Motto Varies in Strength on 1934 Quarters|
February 19, 2014
The Washington quarter began as a circulating commemorative in 1932, celebrating the 200th anniversary of George Washington’s birth. No quarters were struck in 1933 because of the Great Depression. In 1934 the Washington quarter returned as a regular issue.
The official George Washington Bicentennial observance ended on Thanksgiving Day 1932. Some newspapers were already referring to the Washington quarter in the past tense.
According to at least one source, a special vote of Congress in 1934 was responsible for the Washington quarter’s comeback. Actually, the resumption of Washington quarter production came as no surprise to those who had been watching the situation carefully.
In late 1931 The Numismatist said that whether the Washington quarter design would continue after 1932 would probably be decided later. The magazine predicted that if the Washington quarter was found to have good wearing qualities and was otherwise acceptable, it might remain in production.
The Philadelphia Mint struck nearly 32 million Washington quarters in 1934. The Denver Mint turned out about 3.5 million, which explains how it became one of the more desirable coins in a series known for large mintages.
On 1932 and early 1934 quarters the motto “In God We Trust” was so lightly defined that it was difficult to read. Writing in the September 1934 issue of The Numismatist, Robert H. Lloyd said the motto was “cut so lightly into the die” that it appeared somewhat “shadowy” on the coin.
During the 1934 production run the master die was hubbed to strengthen the lettering. Previous 1934 quarters had a “light motto.” The revised version had a bold “heavy motto.”
Later, collectors identified a 1934 “medium motto” variety with distinct but thin letters. All 1935 quarters have a “medium motto.” Quarters minted from 1936 to 1964 have a “heavy motto.”

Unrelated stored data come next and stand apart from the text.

PR #11367, opened 2026-04-20
fix(PVO11Y-5132): Set GOMEMLIMIT for in-cluster Grafana

pacho-rh:
This is an attempt to prevent the in-cluster Grafana instances from being OOMKilled if a user run expensive queries. Setting GOMEMLIMIT to 80% of the container's memory resource limit.
This was applied and tested in stage per redhat-appstudio/infra-deployments#11169


TominoFTW (approved):

pacho-rh:
/hold

Putting this hold as we want to make adjustments in stage. Using request as a soft-limit which GOMEMLIMIT will reference for the value.

nhaklik:
## Production Approval Record

| Field | Value |
|---|---|
| **Action** | APPROVED |
| **Reviewer** | @nhaklik |
| **Timestamp** | 2026-04-23T20:12:26.892Z |

TominoFTW (approved):

PR #11400, opened 2026-04-22
Add `prod/*` labels to list of managed labels

enkeefe00:
This commit addresses the issue where pre-existing `prod/` labels were not being pruned after a PR rebase. "prod/" labels are now managed by the `env-detector` tool and unit tests have been added to simulate the rebase scenario.

Assisted-by: Cursor

### DIFF
--- a/infra-tools/internal/github/labels.go
+++ b/infra-tools/internal/github/labels.go
@@ -16,6 +16,7 @@ var LabelPrefixes = []string{
 	"environment/",
 	"cluster/",
 	"infra/",
+	"prod/",
 }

Lloyd described the motto as “greatly strengthened” on the new and improved 1934 quarter. He said the difference from previous Washington quarters could be easily noted without the aid of a magnifying glass.
Lloyd jokingly suggested the strengthening may have been the Roosevelt administration’s reaffirmation of its belief in the motto now that the economic recovery program was taking effect and the worst of the Depression was over.
After the die was redone, a Washington quarter variety with doubled “In God We Trust” was struck at the Philadelphia Mint. Values range from $100 in Very Good-8 to $850 in Mint State-60.
In November 1934 the Spokane Daily Chronicle said the new quarters with the head of George Washington would soon have replaced entirely the older quarters with a Standing Liberty design.
In the fall of 1934 a banker arrived at the White House to visit President Franklin D. Roosevelt. When he realized that he didn’t have any change to pay the cab fare, he borrowed a quarter from a reporter. Roosevelt accused him of “begging” from the White House steps.
Collectors shouldn’t have to resort to begging for a 1934 Washington quarter. The value guide in Coins lists Fine-12 examples at $12 or less. The variety of motto doesn’t make much difference, which indicates they were probably struck in almost equal quantities.